• Data shown:
=====

PR #5772, opened 2019-08-27
Added cache packed color for later uses.

AndEditor7:
Added cache packed color by storing last color Intbits and compare the current color Intbits and if equals, then use previous cached FloatBits to avoid uses of Float.intBitsToFloat(value) inside col.toFloatBits().

The rundown:
If the color is null, then use "packed float white float bits" in vertex[cpOffset], else convert the color into Int bits (to avoid uses of Float.intBitsToFloat(value) inside NumberUtils) and store in local variable; colIntBits, than compare colIntBits to lastColIntBits, if equals, use cashed float bits ("tmpColFloatBits") from previous runs and put in vertex[cpOffset], else store colIntBits in lastColIntBits and convert colIntBits to cacheFloatBits (for later uses) and put in vertex[cpOffset].

### DIFF
--- a/gdx/src/com/badlogic/gdx/graphics/g3d/utils/MeshBuilder.java
+++ b/gdx/src/com/badlogic/gdx/graphics/g3d/utils/MeshBuilder.java
@@ -564,13 +564,11 @@ public class MeshBuilder implements MeshPartBuilder {
 				vertex[cpOffset] = Color.WHITE_FLOAT_BITS;
 			} else {
 				final int colIntBits = col.toIntBits();
-				if (colIntBits == lastColIntBits) {
-					vertex[cpOffset] = cacheFloatBits;
-				} else {
+				if (colIntBits != lastColIntBits) {
 					lastColIntBits = colIntBits;
 					cacheFloatBits = NumberUtils.intToFloatColor(colIntBits);
-					vertex[cpOffset] = cacheFloatBits;
 				}
+				vertex[cpOffset] = cacheFloatBits;
 			}
 		}
 
--- a/gdx/src/com/badlogic/gdx/graphics/g3d/utils/MeshBuilder.java
+++ b/gdx/src/com/badlogic/gdx/graphics/g3d/utils/MeshBuilder.java
@@ -534,6 +534,9 @@ public class MeshBuilder implements MeshPartBuilder {
 	}
 
 	private final Vector3 tmpNormal = new Vector3();
+	
+	private float cacheFloatBits = Color.WHITE_FLOAT_BITS;
+	private int lastColIntBits = Color.WHITE.toIntBits();
 
 	@Override
 	public short vertex (Vector3 pos, Vector3 nor, Color col, Vector2 uv) {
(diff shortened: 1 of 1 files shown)


gdx/src/com/badlogic/gdx/graphics/g3d/utils/MeshBuilder.java
```diff
@@ -557,8 +560,18 @@ public short vertex (Vector3 pos, Vector3 nor, Color col, Vector2 uv) {
 			vertex[colOffset + 2] = col.b;
 			if (colSize > 3) vertex[colOffset + 3] = col.a;
 		} else if (cpOffset > 0) {
-			if (col == null) col = Color.WHITE;
-			vertex[cpOffset] = col.toFloatBits(); // FIXME cache packed color?
+			if (col == null) {
+				vertex[cpOffset] = Color.WHITE_FLOAT_BITS;
+			} else {
+				final int colIntBits = col.toIntBits();
```
mgsx-dev: Maybe you could simplify this if/else block a bit : 
```java
if(colIntBits != lastColIntBits) {
    lastColIntBits = colIntBits;
    cacheFloatBits = NumberUtils.intToFloatColor(colIntBits);
}
vertex[cpOffset] = cacheFloatBits;
```

AndEditor7: Yaa, I noticed it possible after I created pull requests, I just so tired after hours of figure it out most optimize ways to cache packed color after I saw FIXME comment. Really, it looks like they left it for me! after you point it out, I'll simplify the code. 👍

Darkyenus:
Does this solve any particular performance problem? (i.e. do you have any benchmarks that this improves performance?) I'm not sure whether the added branching and memory access will outweigh the benefit of omitting an `intoToFloatColor` call, which will most likely be JIT inlined and optimized into a few simple instructions.

A more optimal version of the `vertex` method would probably just allow to pass the color directly as a `float`.

AndEditor7:
> Does this solve any particular performance problem? (i.e. do you have any benchmarks that this improves performance?) I'm not sure whether the added branching and memory access will outweigh the benefit of omitting an `intoToFloatColor` call, which will most likely be JIT inlined and optimized into a few simple instructions.
> 
> A more optimal version of the `vertex` method would probably just allow to pass the color directly as a `float`.

I don't know much about hardware like memory access speed, how to do a benchmark within LibGDX and the source code inside Float.intBitsToFloat(value) because it uses JIT, but let say; The Meshbuilder used by ModelBuilder class if you build a shape sphere with a lot of vertexes with the same color constantly converting intoToFloatColor but cache it can reduce it. but I'm still not sure what memory access speed is and how to benchmark within LibGDX for an accurate result.

AndEditor7:
I just did multiple benchmarks (I figure out) after benchmarks, after benchmarks, after benchmarks. result of approximate with cache: 223ms and without cache: 212ms. instead of performance what I expect but it's deterioration. *disappointed*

=====

• What the exercise asks:
Output every entry exactly as given.

• Task output:
PR #5772, opened 2019-08-27
Added cache packed color for later uses.

AndEditor7:
Added cache packed color by storing last color Intbits and compare the current color Intbits and if equals, then use previous cached FloatBits to avoid uses of Float.intBitsToFloat(value) inside col.toFloatBits().

The rundown:
If the color is null, then use "packed float white float bits" in vertex[cpOffset], else convert the color into Int bits (to avoid uses of Float.intBitsToFloat(value) inside NumberUtils) and store in local variable; colIntBits, than compare colIntBits to lastColIntBits, if equals, use cashed float bits ("tmpColFloatBits") from previous runs and put in vertex[cpOffset], else store colIntBits in lastColIntBits and convert colIntBits to cacheFloatBits (for later uses) and put in vertex[cpOffset].

### DIFF
--- a/gdx/src/com/badlogic/gdx/graphics/g3d/utils/MeshBuilder.java
+++ b/gdx/src/com/badlogic/gdx/graphics/g3d/utils/MeshBuilder.java
@@ -564,13 +564,11 @@ public class MeshBuilder implements MeshPartBuilder {
 				vertex[cpOffset] = Color.WHITE_FLOAT_BITS;
 			} else {
 				final int colIntBits = col.toIntBits();
-				if (colIntBits == lastColIntBits) {
-					vertex[cpOffset] = cacheFloatBits;
-				} else {
+				if (colIntBits != lastColIntBits) {
 					lastColIntBits = colIntBits;
 					cacheFloatBits = NumberUtils.intToFloatColor(colIntBits);
-					vertex[cpOffset] = cacheFloatBits;
 				}
+				vertex[cpOffset] = cacheFloatBits;
 			}
 		}
 
--- a/gdx/src/com/badlogic/gdx/graphics/g3d/utils/MeshBuilder.java
+++ b/gdx/src/com/badlogic/gdx/graphics/g3d/utils/MeshBuilder.java
@@ -534,6 +534,9 @@ public class MeshBuilder implements MeshPartBuilder {
 	}
 
 	private final Vector3 tmpNormal = new Vector3();
+	
+	private float cacheFloatBits = Color.WHITE_FLOAT_BITS;
+	private int lastColIntBits = Color.WHITE.toIntBits();
 
 	@Override
 	public short vertex (Vector3 pos, Vector3 nor, Color col, Vector2 uv) {
(diff shortened: 1 of 1 files shown)


gdx/src/com/badlogic/gdx/graphics/g3d/utils/MeshBuilder.java
```diff
@@ -557,8 +560,18 @@ public short vertex (Vector3 pos, Vector3 nor, Color col, Vector2 uv) {
 			vertex[colOffset + 2] = col.b;
 			if (colSize > 3) vertex[colOffset + 3] = col.a;
 		} else if (cpOffset > 0) {
-			if (col == null) col = Color.WHITE;
-			vertex[cpOffset] = col.toFloatBits(); // FIXME cache packed color?
+			if (col == null) {
+				vertex[cpOffset] = Color.WHITE_FLOAT_BITS;
+			} else {
+				final int colIntBits = col.toIntBits();
```
mgsx-dev: Maybe you could simplify this if/else block a bit : 
```java
if(colIntBits != lastColIntBits) {
    lastColIntBits = colIntBits;
    cacheFloatBits = NumberUtils.intToFloatColor(colIntBits);
}
vertex[cpOffset] = cacheFloatBits;
```

AndEditor7: Yaa, I noticed it possible after I created pull requests, I just so tired after hours of figure it out most optimize ways to cache packed color after I saw FIXME comment. Really, it looks like they left it for me! after you point it out, I'll simplify the code. 👍

Darkyenus:
Does this solve any particular performance problem? (i.e. do you have any benchmarks that this improves performance?) I'm not sure whether the added branching and memory access will outweigh the benefit of omitting an `intoToFloatColor` call, which will most likely be JIT inlined and optimized into a few simple instructions.

A more optimal version of the `vertex` method would probably just allow to pass the color directly as a `float`.

AndEditor7:
> Does this solve any particular performance problem? (i.e. do you have any benchmarks that this improves performance?) I'm not sure whether the added branching and memory access will outweigh the benefit of omitting an `intoToFloatColor` call, which will most likely be JIT inlined and optimized into a few simple instructions.
> 
> A more optimal version of the `vertex` method would probably just allow to pass the color directly as a `float`.

I don't know much about hardware like memory access speed, how to do a benchmark within LibGDX and the source code inside Float.intBitsToFloat(value) because it uses JIT, but let say; The Meshbuilder used by ModelBuilder class if you build a shape sphere with a lot of vertexes with the same color constantly converting intoToFloatColor but cache it can reduce it. but I'm still not sure what memory access speed is and how to benchmark within LibGDX for an accurate result.

AndEditor7:
I just did multiple benchmarks (I figure out) after benchmarks, after benchmarks, after benchmarks. result of approximate with cache: 223ms and without cache: 212ms. instead of performance what I expect but it's deterioration. *disappointed*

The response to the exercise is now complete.